- **WHAT IS NEEDED**: Tally every line in the data that has the word "which" and report only the total.
::: DATA
PR #166, opened 2025-01-28
Migrate `HdKeyring` to typescript

mikesposito:
This is an alternative PR to #161 to migrate the keyring to typescript without renaming and moving the files according to the convention


packages/keyring-eth-hd/src/index.ts
```diff
@@ -0,0 +1,590 @@
...
+   * @param withAccount - The address of the account.
+   * @param opts - The options for selecting the account.
+   * @returns The public key of the account.
+   */
+  async getEncryptionPublicKey(
+    withAccount: string,
+    opts: HDKeyringAccountSelectionOptions = {},
+  ): Promise<string> {
+    const privKey = this.#getPrivateKeyFor(withAccount, opts);
+    const publicKey = getEncryptionPublicKey(bytesToHex(privKey));
```
mikesposito, line 402: In the original implementation `privKey` was passed to `getEncryptionPublicKey` directly:
```typescript
const publicKey = getEncryptionPublicKey(privKey);
```
Though, the addition of types evidenced that `getEncryptionPublicKey` only accept hex strings, hence the conversion with `bytesToHex`

packages/keyring-eth-hd/src/index.ts
```diff
@@ -0,0 +1,590 @@
...
+   * Get the wallet for the specified account and app origin.
+   *
+   * @param account - The address of the account.
+   * @param opts - The options for selecting the account.
+   * @returns A key pair representing the wallet.
+   */
+  #getWalletForAccount(
+    accounts: string,
+    opts: { withAppKeyOrigin: string },
+  ): { privateKey: Buffer; publicKey: Buffer };
```
mikesposito, line 511: This internal method is overloaded because the objects returned can vary significantly based on whether an app key origin is specified (i.e. a Buffer keypair is returned instead of an entire HDKey instance).

The actual signature of the implementation is left unchanged.

packages/keyring-eth-hd/package.json
```diff
@@ -57,11 +57,11 @@
     "@lavamoat/preinstall-always-fail": "^2.1.0",
     "@metamask/auto-changelog": "^3.4.4",
     "@metamask/bip39": "^4.0.0",
-    "@metamask/eth-hd-keyring": "4.0.1",
     "@ts-bridge/cli": "^0.6.1",
     "@types/jest": "^29.5.12",
     "deepmerge": "^4.2.2",
-    "jest": "^29.5.0"
+    "jest": "^29.5.0",
+    "old-hd-keyring": "npm:@metamask/eth-hd-keyring@^4.0.1"
```
mikesposito, line 64: This package used for testing backward compatibility was overwriting the current version of `@metamask/eth-hd-keyring`, causing TS to apply the same types of the new package. With this line we can import the package with a different name.

The version `4.0.1` was pinned, but `yarn lint` was failing and I guess that `^4.0.1` serves the same purpose

packages/keyring-eth-hd/test/index.test.ts
mikesposito, line 1: There should be no functional change in these test cases, besides the ones to make TS happy

packages/keyring-eth-hd/CHANGELOG.md
```diff
@@ -7,6 +7,12 @@ and this project adheres to [Semantic Versioning](https://semver.org/spec/v2.0.0
 
 ## [Unreleased]
 
+### Changed
+
+- **BREAKING**: This package now has no default export ([#161](https://github.com/MetaMask/accounts/pull/161))
```
mikesposito, line 12:
```suggestion
```

mikesposito:
@metamaskbot publish-preview

packages/keyring-eth-hd/src/index.ts
```diff
@@ -123,187 +168,423 @@ class HdKeyring {
...
     assertIsHexString(data);
     const message = remove0x(data);
-    const privKey = this._getPrivateKeyFor(address, opts);
-    const msgSig = ecsign(Buffer.from(message, 'hex'), privKey);
-    const rawMsgSig = concatSig(msgSig.v, msgSig.r, msgSig.s);
+    const privKey = this.#getPrivateKeyFor(address, opts);
+    const msgSig = ecsign(Buffer.from(message, 'hex'), Buffer.from(privKey));
+    const rawMsgSig = concatSig(
+      // WARN: verify this cast to Buffer
+      msgSig.v as unknown as Buffer,
```
mikesposito, line 292: It looks like `@metamask/eth-sig-util` only accepts a Buffer here, while `msgSig.v` seems to be a `bigint`

packages/keyring-eth-hd/test/index.test.ts
```diff
@@ -154,7 +159,7 @@ describe('hd-keyring', () => {
         numberOfAccounts: 2,
       });
 
-      const accounts = await keyring.getAccounts();
+      const accounts = keyring.getAccounts();
```
mikesposito, line 162: `getAccounts()` was awaited everywhere in the tests, but the function implementation was not marked as `async`

mikesposito: we can change the tests here, and then change them back along with fixing the implementation when `HDKeyring` will implement the `Keyring` type

packages/keyring-eth-hd/src/index.ts
mcmire: Hmm, does that cause an issue? A bigint is not a Buffer.

packages/keyring-eth-hd/src/index.ts
```diff
@@ -0,0 +1,593 @@
...
+  }
+
+  /**
+   * Get the addresses of all accounts in the keyring.
+   *
+   * @returns The addresses of all accounts in the keyring.
+   */
+  getAccounts(): string[] {
+    return this.#wallets.map((wallet) => {
+      assert(wallet.publicKey, 'Expected public key to be set');
```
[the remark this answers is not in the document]
mikesposito: Hmm, this `assert` comes from `@metamask/utils` instead of the built-in Node.js' `assert`. Looking at its implementation it seems to be compatible with a browser environment as well: https://github.com/MetaMask/utils/blob/90837bad1d85277aa5b8f16fe40beb81e0a1e09d/src/assert.ts#L81

Having this in mind, do you still think we should change these to use an explicit _if undefined_ ?

packages/keyring-eth-hd/src/index.ts
```diff
@@ -0,0 +1,593 @@
...
+    } = { version: SignTypedDataVersion.V1 },
+  ): Promise<string> {
+    // Treat invalid versions as "V1"
+    const version = Object.keys(SignTypedDataVersion).includes(opts.version)
+      ? opts.version
+      : SignTypedDataVersion.V1;
+
+    const privateKey = this.#getPrivateKeyFor(withAccount, opts);
+    return signTypedData({
+      privateKey: Buffer.from(privateKey),
```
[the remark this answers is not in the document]
mikesposito: Since `#getPrivateKeyFor` returns a Uint8Array or a Buffer depending on whether we are passing `{ withAppKeyOrigin: string }` as `opts`, `signTypedData` could receive something that is not a Buffer.

using `Buffer.from(privateKey)` should convert the Uint8Array to a Buffer or just return another Buffer with the same content as the original `privateKey`

packages/keyring-eth-hd/src/index.ts
```diff
@@ -0,0 +1,593 @@
...
+   * Convert a mnemonic to a Uint8Array mnemonic.
+   *
+   * @param mnemonic - The mnemonic seed phrase.
+   * @returns The Uint8Array mnemonic.
+   */
+  #mnemonicToUint8Array(
+    mnemonic: Buffer | JsCastedBuffer | string | Uint8Array | number[],
+  ): Uint8Array {
+    let mnemonicData: unknown = mnemonic;
+    // when encrypted/decrypted, buffers get cast into js object with a property type set to buffer
```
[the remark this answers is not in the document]
mikesposito: The comment is left unchanged from the original repo, though I think that it is referring to the output of `buffer.toJSON()` which returns an object with this shape:
```
{
  type: 'Buffer',
  data: [
     71, 101, 101, 107,
    115, 102, 111, 114,
     71, 101, 101, 107,
    115
  ]
}
```

Perhaps we can change it to be something like this:
```suggestion
    // When using Buffer.toJSON(), the Buffer is serialized into an object
    // with the structure `{ type: 'Buffer', data: [...] }`
```

mikesposito:
The following extension PR is using a package preview from this PR, which appears to be working fine: https://github.com/MetaMask/metamask-extension/pull/29961

packages/keyring-eth-hd/src/index.ts
```diff
@@ -0,0 +1,593 @@
...
+    this.root = this.hdWallet.derive(this.hdPath);
+  }
+
+  /**
+   * Get the address of the account from the public key.
+   *
+   * @param publicKey - The public key of the account.
+   * @returns The address of the account.
+   */
+  #addressfromPublicKey(publicKey: Uint8Array): string {
```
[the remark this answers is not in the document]
mikesposito: I changed all types related to addresses from `string` to `Hex`. I guess you were referring to `add0x` which is now used to normalize addresses when needed (added `HdKeyring.#normalizeAddress`)

packages/keyring-eth-hd/src/index.ts
mcmire: Ah, strange, okay.

packages/keyring-eth-hd/src/index.ts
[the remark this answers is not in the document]
mcmire: Ah, Sorry I didn't realize where this came from. No, this is okay.

packages/keyring-eth-hd/src/index.ts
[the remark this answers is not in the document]
mcmire: Oh yeah! I like that.

mcmire (dismissed):
Looks good to me! Nice work :)

mcmire (approved):
LGTM!

yarn.lock
```diff
@@ -9166,6 +9153,19 @@ __metadata:
   languageName: node
   linkType: hard
 
+"old-hd-keyring@npm:@metamask/eth-hd-keyring@^4.0.1":
+  version: 4.0.2
+  resolution: "@metamask/eth-hd-keyring@npm:4.0.2"
```
ccharly, line 9158: We are not longer testing the `4.0.1`, probably because of the `^` now.

What was the `yarn lint` issue you got? Was it caused by syncpack?

gantunesr (approved):

yarn.lock
ccharly: As discussed internally, that should be ok to use the `4.0.2` for our test. 👍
::::::
- **EXERCISE ANSWER**: 3